Because as a leader within the org you're watching the company's reputation
and share value erode, and having them spend some time on those items would
gesture to the community and world that you take the public's concerns
seriously.

I'm sure they are _already_ prioritizing developer time on many different
privacy fronts, including auditing old apps to see what data they siphoned
off. (As was implied by Zuckerberg's interview on CNN)

------
georgeecollins
Says the guy who bought the houses around his house.

------
Browun
Not to beat a dead horse too much but ultimately I would believe that he was
swayed by the amount of money the company could make by sharing it. A sad
thing to see happening to all too many aspects of life!
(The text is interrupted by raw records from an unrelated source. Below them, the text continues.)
PR #199, opened 2023-06-20
Add `AutoModel` classes + Refactoring

shadeMe:
## Description

Adds `AutoEncoder`, `AutoDecoder`, `AutoCausalLM` and `AutoGenerator` classes for automatically choosing the right internal component class. 

Plus some sundry refactoring and fixes.

### Types of change

Enhancement

## Checklist


curated_transformers/util/auto_model.py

The clip starts at around 2:30 if you want to see it:
[https://youtu.be/LoWKGBloMsU](https://youtu.be/LoWKGBloMsU)

------
oconnor663
It sounds a lot less Orwellian if we summarize it as "Zuckerberg says Facebook
should've been more like Twitter."

------
crawfordcomeaux
Let's assume the age of privacy IS over.

How might we go about deweaponizing information? Does it require anarchical
self governance and radical transparency or is there another way?

I propose one key: teaching the world to be emotionally responsible at an
individual level. Nonviolent communication provides a clear structure and set
of principles to practice to this end.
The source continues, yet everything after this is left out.